What you are asked to do: Find every line below that contains the word "should" and copy it out.

+ + + + + + +

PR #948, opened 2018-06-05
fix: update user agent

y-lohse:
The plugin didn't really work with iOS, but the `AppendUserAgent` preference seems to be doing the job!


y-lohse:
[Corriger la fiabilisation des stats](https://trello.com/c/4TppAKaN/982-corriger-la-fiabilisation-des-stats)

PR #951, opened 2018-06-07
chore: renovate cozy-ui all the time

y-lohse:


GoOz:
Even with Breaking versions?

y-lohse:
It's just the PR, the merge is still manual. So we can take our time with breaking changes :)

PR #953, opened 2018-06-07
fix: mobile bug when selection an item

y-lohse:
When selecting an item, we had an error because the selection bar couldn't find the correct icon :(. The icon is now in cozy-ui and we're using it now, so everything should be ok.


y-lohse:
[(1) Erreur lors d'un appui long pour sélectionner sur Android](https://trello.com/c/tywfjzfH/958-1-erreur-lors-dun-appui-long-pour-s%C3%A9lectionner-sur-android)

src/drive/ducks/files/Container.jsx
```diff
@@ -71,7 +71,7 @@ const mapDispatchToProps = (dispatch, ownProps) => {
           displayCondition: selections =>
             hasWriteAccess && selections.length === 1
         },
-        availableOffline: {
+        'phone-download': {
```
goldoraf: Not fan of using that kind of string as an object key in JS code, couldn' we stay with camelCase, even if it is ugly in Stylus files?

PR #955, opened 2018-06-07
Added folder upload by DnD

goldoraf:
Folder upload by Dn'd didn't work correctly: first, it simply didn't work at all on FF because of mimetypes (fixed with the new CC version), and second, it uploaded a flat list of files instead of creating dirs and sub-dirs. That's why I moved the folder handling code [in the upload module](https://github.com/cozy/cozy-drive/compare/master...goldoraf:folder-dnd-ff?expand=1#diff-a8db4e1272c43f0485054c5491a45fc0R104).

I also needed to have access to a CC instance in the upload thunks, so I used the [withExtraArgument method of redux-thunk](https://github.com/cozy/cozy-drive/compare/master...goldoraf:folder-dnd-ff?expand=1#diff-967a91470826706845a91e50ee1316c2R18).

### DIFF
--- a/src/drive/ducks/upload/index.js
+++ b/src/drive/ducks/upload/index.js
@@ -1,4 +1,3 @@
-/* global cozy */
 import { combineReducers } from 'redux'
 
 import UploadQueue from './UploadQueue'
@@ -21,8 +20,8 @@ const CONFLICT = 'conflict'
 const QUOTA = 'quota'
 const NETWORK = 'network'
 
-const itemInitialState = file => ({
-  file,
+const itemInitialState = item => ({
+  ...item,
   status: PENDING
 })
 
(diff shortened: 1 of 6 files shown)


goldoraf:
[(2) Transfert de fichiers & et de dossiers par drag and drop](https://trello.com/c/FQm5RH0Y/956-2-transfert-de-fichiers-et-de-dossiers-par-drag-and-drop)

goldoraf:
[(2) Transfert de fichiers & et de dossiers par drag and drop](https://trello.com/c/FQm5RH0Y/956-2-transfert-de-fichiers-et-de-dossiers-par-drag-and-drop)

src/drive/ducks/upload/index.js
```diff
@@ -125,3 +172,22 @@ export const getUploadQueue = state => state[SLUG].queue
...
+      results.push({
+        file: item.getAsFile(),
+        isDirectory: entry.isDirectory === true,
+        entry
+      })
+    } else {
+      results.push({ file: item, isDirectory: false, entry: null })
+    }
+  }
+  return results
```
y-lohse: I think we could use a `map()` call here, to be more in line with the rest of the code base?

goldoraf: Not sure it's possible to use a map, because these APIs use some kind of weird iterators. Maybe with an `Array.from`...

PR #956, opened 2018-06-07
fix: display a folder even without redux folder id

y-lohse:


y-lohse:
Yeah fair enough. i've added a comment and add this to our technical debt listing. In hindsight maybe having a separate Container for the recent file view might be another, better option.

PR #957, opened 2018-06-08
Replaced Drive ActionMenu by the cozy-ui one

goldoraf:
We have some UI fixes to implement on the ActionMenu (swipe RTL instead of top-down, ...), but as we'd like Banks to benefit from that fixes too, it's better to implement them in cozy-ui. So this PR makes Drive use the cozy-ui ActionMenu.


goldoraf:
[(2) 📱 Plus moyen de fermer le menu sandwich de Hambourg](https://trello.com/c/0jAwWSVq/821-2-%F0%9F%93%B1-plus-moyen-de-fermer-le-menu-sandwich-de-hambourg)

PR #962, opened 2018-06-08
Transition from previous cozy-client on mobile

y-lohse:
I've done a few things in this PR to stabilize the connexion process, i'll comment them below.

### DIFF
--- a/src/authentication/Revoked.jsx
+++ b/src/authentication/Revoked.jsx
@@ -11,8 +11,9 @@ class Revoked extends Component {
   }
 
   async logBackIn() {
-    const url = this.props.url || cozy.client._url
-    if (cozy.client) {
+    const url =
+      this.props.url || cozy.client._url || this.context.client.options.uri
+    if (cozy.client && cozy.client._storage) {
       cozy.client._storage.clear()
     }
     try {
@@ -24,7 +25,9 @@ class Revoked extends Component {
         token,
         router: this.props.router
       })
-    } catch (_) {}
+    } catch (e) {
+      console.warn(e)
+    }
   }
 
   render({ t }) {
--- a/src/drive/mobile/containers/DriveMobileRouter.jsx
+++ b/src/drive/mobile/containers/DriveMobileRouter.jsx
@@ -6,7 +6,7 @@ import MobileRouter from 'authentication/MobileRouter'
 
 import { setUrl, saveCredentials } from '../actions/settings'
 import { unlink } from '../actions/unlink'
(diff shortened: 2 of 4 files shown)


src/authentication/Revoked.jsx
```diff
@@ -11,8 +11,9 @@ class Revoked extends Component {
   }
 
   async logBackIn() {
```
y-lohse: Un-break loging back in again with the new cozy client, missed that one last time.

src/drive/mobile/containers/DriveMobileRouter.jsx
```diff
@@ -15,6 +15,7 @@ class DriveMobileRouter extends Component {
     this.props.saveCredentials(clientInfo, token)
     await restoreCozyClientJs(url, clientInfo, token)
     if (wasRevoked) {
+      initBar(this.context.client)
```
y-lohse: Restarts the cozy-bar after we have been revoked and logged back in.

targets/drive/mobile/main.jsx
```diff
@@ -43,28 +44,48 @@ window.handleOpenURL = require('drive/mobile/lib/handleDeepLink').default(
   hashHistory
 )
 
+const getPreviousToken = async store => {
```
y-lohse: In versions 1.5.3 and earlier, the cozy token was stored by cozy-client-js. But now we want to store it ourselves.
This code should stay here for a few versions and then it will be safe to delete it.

+ + + + + + +

Written answer:
When selecting an item, we had an error because the selection bar couldn't find the correct icon :(. The icon is now in cozy-ui and we're using it now, so everything should be ok.
This code should stay here for a few versions and then it will be safe to delete it.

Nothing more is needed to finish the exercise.